Work Information
| Commissioned by YL Ylioppilaskunnan Laulajat |
| Publisher |
Novello & Co Ltd |
Category |
Chorus a cappella / Chorus plus 1 instrument |
| Year Composed |
2005 |
Duration |
6 Minutes |
| Solo Voice(s) |
Tenor |
Chorus |
TTBB |
| Languages |
Latin |
Availability |
Unavailable Explain this... |
| Discography |
Here... |
Programme Note
Commissioned by Matti Hyökki and the YL Helsinki Male Voice Choir, Lamentation uses extracts from one of six laments by Peter Abelard (1079 – 1142) which were found in a manuscript that was only discovered in 1830 in the Vatican.
Helen Waddell, in the accompanying notes to her translation of the text, suggests that in this searing meditation on one of the most controversial and multi-faceted Biblical passages (II Samuel 1:17-27), ‘Abelard’s passion, that never escaped in his strange, remote letters to Heloise, for once awakes and cries’.
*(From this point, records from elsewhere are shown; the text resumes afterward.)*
PR #1265, opened 2026-01-08
Raise an Error when API key can not be created

genematx:
If the Tiled server is deployed in a single-user mode, it does not support creation of additional API keys. This PR raises an exception with a suitable message to indicate this.

### Checklist
- [x] Add a Changelog entry

### DIFF
--- a/tiled/client/context.py
+++ b/tiled/client/context.py
@@ -564,7 +564,9 @@ class Context:
         authn_links = self.server_info.authentication.links
         if (authn_links is None) or (not authn_links.apikey):
             raise RuntimeError(
-                "Server does not support API key creation for the current user."
+                "This Tiled server is deployed as a single-user server. "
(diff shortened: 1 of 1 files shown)


tiled/client/context.py
```diff
@@ -558,11 +558,18 @@ def create_api_key(self, scopes=None, expires_in=None, note=None, access_tags=No
         """
         if isinstance(expires_in, str):
             expires_in = parse_time_string(expires_in)
+
+        authn_links = self.server_info.authentication.links
+        if (authn_links is None) or (not authn_links.apikey):
+            raise RuntimeError(
+                "Server does not support API key creation for the current user."
```
danielballan: Is this too wordy?

> This Tiled server is deployed as a single-user server. It has a single, static API key. It does not support generating API keys (as a multi-user server does).

PR #1269, opened 2026-01-12
Add custom auth for tiled client

ZohebShaikh:
The tiled client currently supports non-interactive authentication exclusively through API keys. With this PR, users can authenticate using service accounts (i.e., obtain access tokens non-interactively for machine users) or take full control of the tiled-client authentication flow themselves.

### Checklist
- [ ] Add a Changelog entry

### DIFF
--- a/tiled/client/constructors.py
+++ b/tiled/client/constructors.py
@@ -6,8 +6,6 @@ from urllib.parse import parse_qs, urlparse
 
 import httpx
 
-from tiled.client.auth import TiledAuth
-
 from ..utils import import_object, prepend_to_sys_path
 from .container import DEFAULT_STRUCTURE_CLIENT_DISPATCH, Container
 from .context import DEFAULT_TIMEOUT_PARAMS, UNSET, Context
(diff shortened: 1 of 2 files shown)


ZohebShaikh:
https://github.com/DiamondLightSource/blueapi/blob/token-exchange/src/blueapi/service/interface.py#L176-L237
Above is an example of how I will be using (WIP) it for service to service communication (blueapi to tiled) in non-interactive way using token exchange flow [docs](https://www.keycloak.org/securing-apps/token-exchange#_standard-token-exchange).

The problem is currently the only non-interactive way of doing this is by API-keys and API-keys are managed by tiled and will give us no information that who is trying to write to tiled(required for authZ). We got around this by providing direct access tokens that were generated by blueapi to tiled but then we faced another hurdle which is that tiled is not able to refresh this token as the tokens were not generated by tiled(using device flow which is interactive) so we made the access tokens lifespan long lived temporarily to just check tiled writing from blueapi. But having long lived access tokens is a security risk so the above process  to use token exchange flow is a better way.

There is a one to one replacement of API key in OAuth2 service accounts this will not have any information of the user. We are using this for our system-test in blueapi like this 
https://github.com/DiamondLightSource/blueapi/blob/main/tests/system_tests/test_blueapi_system.py#L97-L108

PR #1276, opened 2026-01-21
Add uri to LiveChildCreated

danielballan:
Enables:

```py
def on_new_array(update):
    print(f"URI of new array is {update.uri}")
```

### Checklist
- [ ] Add a Changelog entry


danielballan:
Power-cycled to re-run CI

Although written with particular reference to David, slayer of Goliath, and Jonathan, son of King Saul, it is the ecumenical sentiment of loss felt by persons of any faith or none that pervades Abelard’s beautiful Latin text and, indeed, my rendering of his words.
Tarik O’Regan New York, August 2005
Text Planctus
Vel confossus pariter morirer feliciter cum, quid amor faciat, maius hoc non habeat, et me post te vivere mori sit assidue, nec ad vitam anima satis sit dimidia.
Vicem amicitiae vel unam me reddere, oportebat tempore summae tunc angustiae, triumphi participem vel ruinae comitem, ut te vel eriperem vel tecum occumberem, vitam pro te finiens quam salvasti totiens, ut et mors nos iungeret magis quam disiungeret.
Do quietem fidibus: vellem, ut et planctibus sic possem et fletibus: laesis pulsu manibus, raucis planctu vocibus deficit et spiritus.
David’s Lament for Jonathan
Low in thy grave with thee Happy to lie, Since there's no greater thing left Love to do; And to live after thee Is but to die, For with but half a soul what can Life do?
So share thy victory, Or else thy grave, Either to rescue thee, or with thee lie: Ending that life for thee, That thou didst save, So Death that sundereth might bring more nigh.
Peace, O my stricken lute! Thy strings are sleeping. Would that my heart could still Its bitter weeping!
Peter Abelard (1079 – 1142); extracted from Planctus David super Saul et Jonathan Translation by Helen Waddell (1889 - 1965); from Medieval Latin Lyrics (Constable & Co.: London, 1948), pp. 169 – 169.